**Work order:** Transcribe the records exactly from the line with "Initial support for the Thinknode m3 tracker." to the end, both included.

==============================

PR #8372, opened 2025-10-16
Refactor nodedb

jp-bennett:
Beginning the task of isolating the internals of NodeDB from its public functions. The eventual goal here is to add a mutex at the beginning of each public function, so we don't ever trounce our nodeDB from the API thread.


fifieldt (approved):
Read all the code.

This is good stuff!

rcd:
Not sure if you are interested, but I did play with a modification to NodeDB to keep the meshNodes vector sorted by nodeNum so that is could be accessed via binary search O(log n) instead of the linear search that it is currently using. The biggest impact is in packet parsing and routing decisions.

The current code keeps things sorted by most recently active, so if there are only a small number of active nodes, the linear search isn't really that bad. However once the mesh grows to more than a few active nodes the overhead becomes significant for these low power boards.

The primary reason for the current code's sort order is for display. The nodes are resorted every 5 seconds, regardless of if a user is viewing the node list or not. My code keeps a separate pointer vector sorted by the display order. The new vector is resorted only as needed for display, and then it is only sorted when something has changed, or every 5 seconds. There is no overhead for resorting if the display access methods are not called.

I'm currently running this on a heltec-v3, a t114 board, and a tbeam with no observable issues. I'm accessing from iOS and Mac apps. I have not tested other interfaces.

e535d7ecdd3527324cc31b612ccc673a7744cbb5

jp-bennett:
This is really stale, and some of the ideas have landed via other PRs, so closing.

PR #8373, opened 2025-10-16
Force CannedMessages to another node to be a PKI DM

jp-bennett:
Tighten up the CannedMessage security slightly by only listing nodes with valid public keys, and then explicitly setting it to be PKI.

I don't believe there is a vulnerability in the way this was being done, but this is slightly more hardened as a result of a question that was raised.


HarukiToreda:
just tested it. Works perfectly

PR #8390, opened 2025-10-18
Initial Thinknode-m3 support

jp-bennett:
Initial support for the Thinknode m3 tracker.

At the very least, needs the hardware ID from the protobufs added before this is ready to merge.


fifieldt:
Hi @jp-bennett , I re-targeted this to develop to avoid it going into master during out beta feature freeze.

==============================

**Completed task:**
Initial support for the Thinknode m3 tracker.

At the very least, needs the hardware ID from the protobufs added before this is ready to merge.


fifieldt:
Hi @jp-bennett , I re-targeted this to develop to avoid it going into master during out beta feature freeze.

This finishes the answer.